PUHI — Emma Clifford’s mission is to help maintain cat and dog populations in island communities.
And the executive director of Animal Balance is on Kauai for the next week with a team of 16 people — including five veterinarians — to do 600 spay and neuter surgeries in six days.
The supplies are paid for by a PetCo Foundation grant and the Animal Balance volunteers donated their time.
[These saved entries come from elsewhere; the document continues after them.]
PR #969, opened 2026-09-04
feat(arrow): export constant arrays as dictionaries

### LINKED ISSUE #968: [Feature] Add an opt-in Arrow Dictionary representation for constant arrays
# [feat] Add an opt-in Arrow Dictionary representation for constant arrays

## Feature Category

Performance Optimization

## Problem / Use Case

Bolt currently exports a `ConstantVector<Array<T>>` as an Arrow run-end encoded
array when `ArrowOptions::flattenConstant` is disabled. This representation is
compact, but some Arrow consumers do not support run-end encoded arrays. Such
consumers must request flattened constants instead.

Flattening a constant array duplicates the same list and all of its elements for
every selected row. For a batch of `N` rows and a constant array with `M`
elements, this turns one logical list into `N` physical copies. The cost becomes
especially large for long arrays and variable-width elements.

Issue #148 and PR #142 added support for materializing dictionary/constant
encoded complex vectors when flattening is requested. This proposal addresses a
different case: preserving a compact representation for consumers that support
Arrow Dictionary encoding but not run-end encoding.

## Proposed Solution

Add an opt-in `ArrowOptions` flag that exports supported non-null
`ConstantVector<Array<T>>` values as:

```text
Dictionary<int32, List<T>>
  indices:    [0, 0, ..., 0]
  dictionary: [the single referenced array value]
```

The default remains disabled, so existing callers continue to receive the
current run-end encoded representation. `flattenConstant=true` keeps precedence
and continues to request fully materialized output.

The initial supported element types would be Boolean, signed integer types,
Float, Double, VARCHAR, and VARBINARY. Date, Timestamp, Decimal, nested Array,
Map, Row, null constants, and arbitrary DictionaryVector inputs would keep the
existing behavior.

If the backing `ArrayVector` has dictionary-encoded elements, normalize only the
elements before export. This keeps the outer constant compact while avoiding a
nested `Dictionary<List<Dictionary<T>>>` representation.

Arrow schema and array exporters must use the same eligibility predicate so the
index schema and buffers remain symmetric.

## References / Prior Art

- Arrow Columnar Format: Dictionary-encoded layout
- Arrow Columnar Format: Run-end encoded layout
- #148 / #142 for flattened export of encoded complex vectors

## Importance

Low

## Willingness to Contribute

Yes, I can submit a PR

mikasa1110-bolt:

Issue Number: close #968

Bolt exports `ConstantVector<Array<T>>` as run-end encoded Arrow data when
constant flattening is disabled. Some Arrow consumers support Dictionary arrays
but not run-end encoded arrays. Their current fallback is to flatten the
constant, which duplicates the same list and its elements for every row.

This PR adds a compact, opt-in Dictionary representation for that compatibility
case while preserving all existing defaults.

### Type of Change

- [ ] 📝 Documentation only

### Description

- add `ArrowOptions::arrayConstantAsDictionary`, disabled by default
- export eligible non-null `ConstantVector<Array<T>>` values as
  `Dictionary<int32, List<T>>`, with one dictionary value and all-zero indices
- use one eligibility predicate for ArrowSchema and ArrowArray export
- export only the referenced backing value, including constants with a non-zero
  backing index
- normalize dictionary-encoded array elements while preserving the outer
  constant encoding, avoiding nested `Dictionary<List<Dictionary<T>>>` output
- initially allow Boolean, signed integers, Float, Double, VARCHAR, and VARBINARY
- retain the existing REE behavior for unsupported types, null constants, empty
  vectors, and when the new option is disabled
- keep `flattenConstant=true` as the highest-precedence request
- include `arrayConstantAsDictionary` in the reusable Arrow schema cache key
- normalize array elements before both reusable ArrowArray export and schema
  cache lookup, keeping cached schemas and reusable arrays structurally aligned

### Performance Impact

- [x] **No Impact**: The new option is disabled by default, so existing callers
  retain the current export path.

When enabled for a constant array, the exported representation changes from
`N` copies of the list payload to `N` int32 indices plus one list value. This
removes payload duplication from the Arrow boundary.

### Release Note

```text
Release Note:
- Add an opt-in Arrow Dictionary representation for supported constant arrays.
```

### Checklist (For Author)

- [x] I have verified the code with a local Release build.

Validation:

```text
cmake --build _build/Release --target bolt_arrow_bridge_test -j 8
./_build/Release/bolt/vector/arrow/tests/bolt_arrow_bridge_test \
  --gtest_filter='ArrowBridgeArrayExportTest.*'

60 tests passed.
The 10 focused constant-array Dictionary and fallback tests also passed.
Two reusable-pool regression tests cover option toggling and a first batch with
dictionary-encoded array elements.
clang-format 14.0.6 and git diff --check passed.
```

### Breaking Changes

- [x] No
- [ ] Yes (Description: ...)

### DIFF
--- a/bolt/vector/arrow/Bridge.cpp
+++ b/bolt/vector/arrow/Bridge.cpp
@@ -60,6 +60,58 @@ static constexpr size_t kMaxReusableScratchBufferBytes{32UL << 10};
 constexpr const char kArrowExtensionNameKey[] = "ARROW:extension:name";
 constexpr const char kSparkVariantExtensionName[] = "spark.variant";
 
+bool isSupportedArrayConstantElementType(const Type& type) {
+  if (type.isDate() || type.isDecimal()) {
+    return false;
+  }
+
+  switch (type.kind()) {
+    case TypeKind::BOOLEAN:
+    case TypeKind::TINYINT:
+    case TypeKind::SMALLINT:
+    case TypeKind::INTEGER:
+    case TypeKind::BIGINT:
+    case TypeKind::REAL:
+    case TypeKind::DOUBLE:
+    case TypeKind::VARCHAR:
+    case TypeKind::VARBINARY:
+      return true;
+    default:
+      return false;
+  }
+}
+} // namespace
+
+bool shouldExportArrayConstantAsDictionary(
+    const BaseVector& vector,
+    const ArrowOptions& options) {
+  if (vector.encoding() != VectorEncoding::Simple::CONSTANT ||
+      options.flattenConstant || !options.arrayConstantAsDictionary ||
+      vector.typeKind() != TypeKind::ARRAY || vector.size() == 0 ||
+      (vector.mayHaveNulls() && vector.isNullAt(0))) {
+    return false;
+  }
+  return isSupportedArrayConstantElementType(*vector.type()->childAt(0));
+}
+
+namespace {
+
+void normalizeArrayConstantForDictionaryExport(
+    const VectorPtr& vector,
+    const ArrowOptions& options) {
+  if (!shouldExportArrayConstantAsDictionary(*vector, options)) {
+    return;
+  }
+
+  // Preserve the outer Constant<Array<T>>, but flatten encoded elements such
+  // as those produced by ARRAY_DISTINCT. Consumers of this path support only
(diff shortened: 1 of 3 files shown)


wangxinshuo-bolt (approved):
LGTM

Kauai Humane Society is hosting the Mobile Animal Sterilization (MASH) Clinic and has paid for the team’s lodging.
“We’re focusing on owned cats and dogs, and Kauai Community Cat Project will bring some of their cats, too,” she said.
Clifford continued: “Next time when we come back, we want to focus more on community cats, but right now it’s about helping people.”
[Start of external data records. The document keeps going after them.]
PR #978, opened 2026-09-07
feat(paimon): add generic Bolt filesystem support

### LINKED ISSUE #1009: [Feature] Enable Paimon to use registered Bolt filesystems with consistent option handling
### Feature Category

Connector / Storage (Hive, Iceberg, etc.)

### Problem / Use Case

The Paimon datasource currently uses Paimon’s local filesystem and a separate Bolt-backed HDFS adapter. This prevents it from consistently reusing Bolt’s registered storage backends and their configuration.
Configuration handling also has several gaps:
- Connector session properties do not override connector defaults.
- Filesystem credentials, endpoints, and file-open options are not consistently forwarded.
- Table-level reader options can be overwritten by connector defaults.
- Parsing a malformed fallback value can fail even when a valid query override exists.
A generic adapter also needs consistent file metadata and must preserve each backend’s rename and deletion semantics.

### Proposed Solution

Use a shared Bolt filesystem adapter
Replace the HDFS-specific adapter with PaimonBoltFileSystem, registered under the bolt identifier. Resolve each path through Bolt’s filesystem registry and pass the resolved configuration to the selected backend.
Backend availability remains dependent on build options and filesystem registration.
Define configuration precedence
- Merge connector session properties over connector defaults.
- Allow table properties to override filesystem defaults.
- For natural read size, read coalescing, and timestamp precision, apply this precedence:
  explicit query configuration > table properties > connector session properties > connector defaults
- Parse fallback reader options only when no higher-priority value exists.
- Forward configured file-open options to both read and write operations.
Provide consistent metadata and filesystem behavior
- Add a generic FileSystem::fileInfo() API exposing directory status, file size, and modification time.
- Implement metadata retrieval for local, HDFS, S3, GCS, and ABFS backends, including supported object-store directory representations.
- Handle local file: paths consistently for directory creation and removal.
- Reject renames across different filesystem backends or HDFS authorities.
- Use the backend’s non-recursive removal operation for non-recursive deletion.
- Return an explicit unsupported status for GCS directory deletion, while retaining ordinary file deletion.
- Include the affected path and underlying error in filesystem failures.
Add regression coverage
Cover option precedence, overridden malformed defaults, configuration forwarding, local filesystem operations, metadata retrieval, rename restrictions, and deletion behavior. Verify that rejected GCS directory deletion preserves directory markers, children, and sibling objects.

### References / Prior Art

Bolt filesystem abstraction: bolt/common/file/FileSystems.h
Paimon datasource integration: bolt/connectors/paimon/PaimonDataSource.cpp

### Importance

High (Needed for production)

### Willingness to Contribute

Yes, I can submit a PR

Weixin-Xu:
The Paimon connector currently uses Paimon's local filesystem by default and provides a Bolt-backed adapter only for HDFS. As a result, Paimon cannot consistently reuse Bolt's registered filesystem implementations or propagate connector, session, and table-level filesystem options.

This PR introduces a generic Bolt-backed Paimon filesystem adapter so Paimon can access local, HDFS, and other registered storage backends through the same filesystem registry.

Issue Number: close #1009 

### Type of Change

- [ ] 📝 Documentation only

### Description

- Generalize `PaimonBoltHdfsFileSystem` into `PaimonBoltFileSystem` and register it using the `bolt` identifier.
- Resolve Paimon paths through Bolt's filesystem registry instead of relying on filesystem-specific Paimon implementations.
- Support open, create, mkdir, rename, delete, status, listing, and existence operations through the generic adapter.
- Add `FileSystem::fileInfo()` and implement it for local and HDFS filesystems to provide file type, size, and modification time.
- Reject rename operations across different Bolt filesystem implementations or different HDFS authorities.
- Propagate filesystem configuration using the following precedence:
  - session properties override connector defaults;
  - table properties override connector and session defaults;
  - query-level reader options override connector-level reader defaults.
- Always enforce `file-system=bolt` so table properties cannot bypass the Bolt filesystem adapter.
- Remove the Paimon connector's direct dependency on Paimon's local filesystem and Bolt's HDFS implementation.
- Add tests for local filesystem operations, generic file metadata, configuration propagation, rename validation, error handling, and existing HDFS behavior.

### Performance Impact

    <details>

    ```text
    Before: 10.5s
    After:   8.2s  (+20%)
    ```
    </details>

### Release Note

Release Note:

```text
Release Note:
- add generic filesystem datasource support
- honor Paimon options and filesystem semantics
```

### Checklist (For Author)

### Breaking Changes

- [ ] No
- [x] Yes (Description: ...)
    <details>

    ```text
    Breaking Changes:
    - Downstream binaries using FileSystem must be rebuilt.
    - Filesystem implementations used by Paimon should override fileInfo().
    - Existing source implementations remain compatible because the default method is non-pure virtual.
    ```
    </details>

### DIFF
--- a/bolt/connectors/paimon/PaimonBoltFileSystem.cpp
+++ b/bolt/connectors/paimon/PaimonBoltFileSystem.cpp
@@ -14,7 +14,7 @@
  * limitations under the License.
  */
 
-#include "bolt/connectors/paimon/PaimonBoltHdfsFileSystem.h"
+#include "bolt/connectors/paimon/PaimonBoltFileSystem.h"
 
 #include <algorithm>
 #include <atomic>
@@ -28,8 +28,6 @@
 #include "bolt/common/config/Config.h"
 #include "bolt/common/file/File.h"
 #include "bolt/common/file/FileSystems.h"
-#include "bolt/connectors/hive/storage_adapters/hdfs/HdfsFileSystem.h"
-#include "bolt/connectors/hive/storage_adapters/hdfs/RegisterHdfsFileSystem.h"
 
 #include "paimon/factories/factory_creator.h"
 #include "paimon/result.h"
@@ -40,7 +38,7 @@ namespace bytedance::bolt::connector::paimon {
 namespace {
 
 constexpr std::string_view kHdfsScheme{"hdfs://"};
-constexpr std::string_view kIdentifier{"bolt_hdfs"};
+constexpr std::string_view kIdentifier{"bolt"};
 
 std::string uriAuthorityPrefix(const std::string& uri) {
   if (uri.rfind(std::string(kHdfsScheme), 0) != 0) {
@@ -68,9 +66,9 @@ std::string joinDirAndBasename(
   return dir + "/" + basename;
 }
 
-class PaimonBoltHdfsInputStream final : public ::paimon::InputStream {
+class PaimonBoltInputStream final : public ::paimon::InputStream {
  public:
-  PaimonBoltHdfsInputStream(
+  PaimonBoltInputStream(
       std::shared_ptr<bytedance::bolt::ReadFile> file,
       std::string uri)
       : file_(std::move(file)), uri_(std::move(uri)) {}
@@ -156,9 +154,9 @@ class PaimonBoltHdfsInputStream final : public ::paimon::InputStream {
   std::atomic<int64_t> pos_{0};
 };
 
-class PaimonBoltHdfsOutputStream final : public ::paimon::OutputStream {
+class PaimonBoltOutputStream final : public ::paimon::OutputStream {
  public:
-  PaimonBoltHdfsOutputStream(
+  PaimonBoltOutputStream(
       std::shared_ptr<bytedance::bolt::WriteFile> file,
       std::string uri)
       : file_(std::move(file)), uri_(std::move(uri)) {}
@@ -211,9 +209,9 @@ class PaimonBoltHdfsOutputStream final : public ::paimon::OutputStream {
   int64_t pos_{0};
 };
 
-class PaimonBoltHdfsBasicFileStatus final : public ::paimon::BasicFileStatus {
+class PaimonBoltBasicFileStatus final : public ::paimon::BasicFileStatus {
  public:
-  PaimonBoltHdfsBasicFileStatus(std::string path, bool isDir)
+  PaimonBoltBasicFileStatus(std::string path, bool isDir)
       : path_(std::move(path)), isDir_(isDir) {}
 
   bool IsDir() const override {
@@ -229,9 +227,9 @@ class PaimonBoltHdfsBasicFileStatus final : public ::paimon::BasicFileStatus {
   bool isDir_{false};
 };
 
-class PaimonBoltHdfsFileStatus final : public ::paimon::FileStatus {
+class PaimonBoltFileStatus final : public ::paimon::FileStatus {
  public:
-  PaimonBoltHdfsFileStatus(
+  PaimonBoltFileStatus(
       std::string path,
       bool isDir,
       uint64_t len,
@@ -277,8 +275,8 @@ std::unordered_map<std::string, std::string> toUnordered(
 void ensurePaimonFactoryRegistered() {
   static std::once_flag flag;
   std::call_once(flag, []() {
-    auto* factory = new bytedance::bolt::connector::paimon::
-        PaimonBoltHdfsFileSystemFactory();
+    auto* factory =
+        new bytedance::bolt::connector::paimon::PaimonBoltFileSystemFactory();
     ::paimon::FactoryCreator::GetInstance()->Register(
         factory->Identifier(), factory);
   });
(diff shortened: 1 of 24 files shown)


bolt/connectors/paimon/PaimonDataSource.cpp
```diff
@@ -168,6 +180,66 @@ std::pair<std::shared_ptr<::paimon::Predicate>, core::TypedExprPtr> planFilter(
...
+  // Paimon's filesystem must always delegate to Bolt. Reader options are
+  // resolved last so query-level values take precedence over connector/table
+  // defaults.
+  options.insert_or_assign(::paimon::Options::FILE_SYSTEM, "bolt");
+  options.insert_or_assign(
+      ::paimon::Options::READ_BATCH_SIZE,
+      std::to_string(paimonConfig.readBatchSize()));
+  const auto readOptions =
+      resolvePaimonDataSourceReadOptions(queryConfig, paimonConfig);
+  options.insert_or_assign(
```
liuneng1994, line 234: This overwrites table-level values for `naturalReadSize`, `coalesceReads`, and `readTimestampUnit` whenever the query config does not specify them. For example, with `1024` in the connector config and `2048` in the table properties, the resolved value is still `1024`. Could we resolve these options with the intended precedence: query > table > session/connector?

bolt/connectors/paimon/PaimonBoltFileSystem.cpp
```diff
@@ -327,196 +325,179 @@ PaimonBoltHdfsFileSystem::Create(const std::string& path, bool overwrite)
...
     }
-
-    auto* hdfsFs =
-        dynamic_cast<bytedance::bolt::filesystems::HdfsFileSystem*>(fs.get());
-    if (!hdfsFs) {
-      return ::paimon::Status::NotImplemented(
-          "hdfs:// path did not resolve to HdfsFileSystem");
-    }
-    if (!hdfsFs->stat(directory).isDir) {
+    if (!fs->fileInfo(directory).isDirectory) {
```
liuneng1994, line 433: This makes `fileInfo()` mandatory for every filesystem used by Paimon, but this PR only implements it for local and HDFS. S3, GCS, ABFS, and existing external implementations still inherit the default `fileInfo not implemented`, so Paimon directory discovery fails even when the filesystem is registered. We should either implement the metadata API for every supported backend or limit the adapter to backends that provide it.

bolt/connectors/paimon/PaimonBoltFileSystem.cpp
```diff
@@ -277,47 +275,47 @@ std::unordered_map<std::string, std::string> toUnordered(
...
 
 ::paimon::Result<std::unique_ptr<::paimon::InputStream>>
-PaimonBoltHdfsFileSystem::Open(const std::string& path) const {
-  auto fs =
-      bytedance::bolt::filesystems::getFileSystem(path, connectorProperties_);
+PaimonBoltFileSystem::Open(const std::string& path) const {
   try {
+    auto fs =
+        bytedance::bolt::filesystems::getFileSystem(path, connectorProperties_);
     auto file = fs->openFileForRead(path, {});
```
liuneng1994: The filesystem receives the merged config, but the per-open `FileOptions` are empty here, and `Create()` only sets the creation flags. This drops options such as `bolt.io.file.buffer.size`, `bolt.dfs.replication`, and `bolt.dfs.blocksize`, which HDFS reads from `FileOptions`. Could we populate the options with `copyOpenFileOptionsFromConfig()` before both read and write opens?

bolt/connectors/paimon/PaimonBoltFileSystem.cpp
```diff
@@ -327,196 +325,179 @@ PaimonBoltHdfsFileSystem::Create(const std::string& path, bool overwrite)
...
-    if (!hdfsFs) {
-      return ::paimon::Status::NotImplemented(
-          "hdfs:// path did not resolve to HdfsFileSystem");
-    }
-
-    if (hdfsFs->stat(path).isDir) {
+    auto fs =
+        bytedance::bolt::filesystems::getFileSystem(path, connectorProperties_);
+    if (fs->fileInfo(path).isDirectory) {
       if (!recursive) {
```
liuneng1994: Non-recursive deletion should still succeed for an empty directory. The current check rejects all directories when `recursive` is false. A local filesystem test confirms that file deletion works and non-empty directories are rejected correctly, but empty-directory deletion now fails. Could we reject only non-empty directories here?

bolt/connectors/paimon/PaimonBoltFileSystem.cpp
```diff
@@ -277,246 +275,240 @@ std::unordered_map<std::string, std::string> toUnordered(
...
+::paimon::Status PaimonBoltFileSystem::ListDir(
     const std::string& directory,
     std::vector<std::unique_ptr<::paimon::BasicFileStatus>>* file_status_list)
     const {
-  auto fs = bytedance::bolt::filesystems::getFileSystem(
-      directory, connectorProperties_);
   try {
+    auto fs = bytedance::bolt::filesystems::getFileSystem(
+        directory, connectorProperties_);
     if (!fs->exists(directory)) {
```
liuneng1994: The adapter still assumes Bolt `exists()` / `list()` match the Paimon filesystem directory contract, but object stores do not behave that way. S3 prefix-only directories can be hidden by the exact `HeadObject` check, and GCS `list(path)` returns bucket-wide keys, which can be rejoined under the wrong directory here. I think this path needs object-store-aware listing: no exact-exists short-circuit for directories, and direct-child results normalized to the requested path.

Koloa Rum donated space in a container for shipping 200 cat traps and they’re being prepped at KHS.
“It’s been a beautiful coming together of the community already,” Clifford said. “We’ll use the cat traps when we come back the next time.”
Animal Balance’s first project was in the Galapagos Islands, where an over-expanded population of cats and dogs was being exterminated through poisoned meat left in the streets.
“It was too much of a danger to non-target species,” Clifford said. “So we came in and showed them a more targeted and more humane approach.”
Animal Balance altered as many community animals as they could, gave leashes and collars to people who took them into their homes, and offered free dog training classes.
“We reduced the cat and dog population and the local people loved it,” Clifford said. “That’s what happened there, and we mold to fit the situation, work with the community.”
Starting Monday at 8:30 a.m., Animal Balance’s volunteers will team up with those from the community to cycle through about 100 surgeries every day. KHS staff will be working alongside Animal Balance volunteers, swapping knowledge.
“With Animal Balance being able to consult with us on the clinic, our hope is they’d be able to provide some outside-the-box thinking,” said Scott Pisani, KHS executive director.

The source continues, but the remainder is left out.